Laryngorhinootologie. 2002 Dec;81(12):866-74. doi: 10.1055/s-2002-36101.
Head and neck malignancies have a high rate of recurrences. Since the prognosis is often limited an early detection and therapy onset is essential for survival. This study surveys the relevance of regular colour-duplex echography examinations in the follow-up for detection and therapy of recurrent head and neck carcinomas.
In a prospective non-randomized study 43 patients were surveyed over a mean observation period of 28 (8-44) months. In addition to clinical and colour-duplex echography (CDS) examinations, computed tomography (CT) and positron-emission-tomography using 18fluorodeoxyglucose (PET) were performed.
A recurrence was detected in 17/43 (39.5 %) patients. The median survival was 42 months. CDS was the most reliable procedure for the diagnosis of regional recurrences with an accuracy of 94.2 %. Sensitivity and specificity of CDS for the diagnosis of all recurrences was found to be 80 % and 78,6 % respectively. CT yielded identical results. In PET sensitivity was 82.4 % and specificity was found to be 88.4 %. In clinical examinations including panendoscopy sensitivity was 64.7 % only. In 7/17 recurrences a therapy was performed with curative intention. In 4 cases an early diagnosis by CDS contributed to a successful therapy.
CDS is the imaging procedure of choice for the routine follow-up of head and neck cancer patients. In order to perform a comprehensive assessment of the head and neck region, for re-staging and to exclude second primary tumours additional (pan)endoscopy is necessary. CDS supports due to a high resolution and reliability an early therapy onset and a minimal invasive therapy. Thus, this procedure can significantly contribute to the successful treatment of recurrences in head and neck cancer.

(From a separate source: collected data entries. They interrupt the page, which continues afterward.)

PR #549, opened 2025-07-29
[OpenSite+] Added generic classification and relationship

FelixGirard:
Added a way to link classification to category to link the symbolization to the semantic.

### DIFF
--- a/Domains/4-Application/OpenSite/OpenSite.ecschema.xml
+++ b/Domains/4-Application/OpenSite/OpenSite.ecschema.xml
@@ -120,11 +120,11 @@
 
     <ECEntityClass typeName="GenericClassification" modifier="Sealed" displayLabel="Generic Classification" description="A classification that can be symbolized by a category.">
         <BaseClass>clsf:Classification</BaseClass>
-        <ECNavigationProperty propertyName="Category" relationshipName="CategorySymbolizesClassification" direction="Forward" displayLabel="Category" description="The category associated with this classification." />
+        <ECNavigationProperty propertyName="Category" relationshipName="CategorySymbolizesClassification" direction="forward" displayLabel="Category" description="The category associated with this classification." />
     </ECEntityClass>
 
     <ECRelationshipClass typeName="CategorySymbolizesClassification" strength="referencing" modifier="Abstract">
-        <Source multiplicity="(0..*)" roleLabel="symbolizes" polymorphic="false">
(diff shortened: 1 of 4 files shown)


Domains/4-Application/OpenSite/OpenSite.ecschema.xml
```diff
@@ -117,6 +118,21 @@
         <ECEnumerator value="2" name="SLOPEDIRECTION" displayLabel="Slope Direction" description="Specialized control vertex that uses slope constraints along a single direction in the spatial interpolation calculation." />
     </ECEnumeration>
 
+    <ECEntityClass typeName="GenericClassification" modifier="Sealed" displayLabel="Generic Classification" description="A classification that can be symbolized by a category.">
+        <BaseClass>clsf:Classification</BaseClass>
+        
+        <ECNavigationProperty propertyName="Category" relationshipName="CategorySymbolizesClassification" direction="Forward" displayLabel="Category" description="The category associated with this classification." />
+    </ECEntityClass>
+
+    <ECRelationshipClass typeName="CategorySymbolizesClassification" strength="referencing" modifier="Sealed">
```
diegoalexdiaz, line 127: Each nav-property requires its own separate relationship-class. Since they might need to be queried uniformly, you have the need to introduce a base-class for them (called CategorySymbolizesClassification here), in which case such base-class would need to be abstract.

FelixGirard: Why can't I use the base-class directly and need to create an abstract one?

FelixGirard: I tried adding an abstract base-class.

Domains/4-Application/OpenSite/OpenSite.ecschema.xml
```diff
@@ -118,6 +119,25 @@
         <ECEnumerator value="2" name="SLOPEDIRECTION" displayLabel="Slope Direction" description="Specialized control vertex that uses slope constraints along a single direction in the spatial interpolation calculation." />
     </ECEnumeration>
 
+    <ECRelationshipClass typeName="CategorySymbolizesClassification" strength="referencing" modifier="Abstract">
+        <Source multiplicity="(0..*)" roleLabel="symbolizes" polymorphic="false">
```
diegoalexdiaz, line 123: This relationship needs to subclass bis:ElementRefersToElements so it can be used at runtime.

diegoalexdiaz (approved):

PR #554, opened 2025-08-01
Release deprecated schema versions of the old ORDBridge.

diegoalexdiaz:


diegoalexdiaz:
@ColinKerr, note that executing 'npm run updateSchemaInventory' with the new files in this PR doesn't do anything. Is that tool aware of the "Deprecated" folders and skipping them?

头颈部恶性肿瘤复发率很高。由于预后往往有限,早期检测和开始治疗对生存至关重要。本研究调查了定期彩色双功超声检查在复发性头颈部癌检测和治疗随访中的相关性。
在一项前瞻性非随机研究中,对43例患者进行了平均28(8 - 44)个月的观察。除了临床和彩色双功超声(CDS)检查外,还进行了计算机断层扫描(CT)和使用18氟脱氧葡萄糖的正电子发射断层扫描(PET)。
17/43(39.5%)例患者检测到复发。中位生存期为42个月。CDS是诊断局部复发最可靠的方法,准确率为94.2%。发现CDS诊断所有复发的敏感性和特异性分别为80%和78.6%。CT得出相同结果。PET的敏感性为82.4%,特异性为88.4%。在包括全内镜检查的临床检查中,敏感性仅为64.7%。17例复发中有7例进行了根治性治疗。4例通过CDS早期诊断有助于成功治疗。
CDS是头颈部癌患者常规随访的首选影像学检查方法。为了对头颈部区域进行全面评估、重新分期并排除第二原发性肿瘤,需要额外进行(全)内镜检查。由于高分辨率和可靠性,CDS有助于早期开始治疗和微创治疗。因此,该检查方法可显著有助于头颈部癌复发的成功治疗。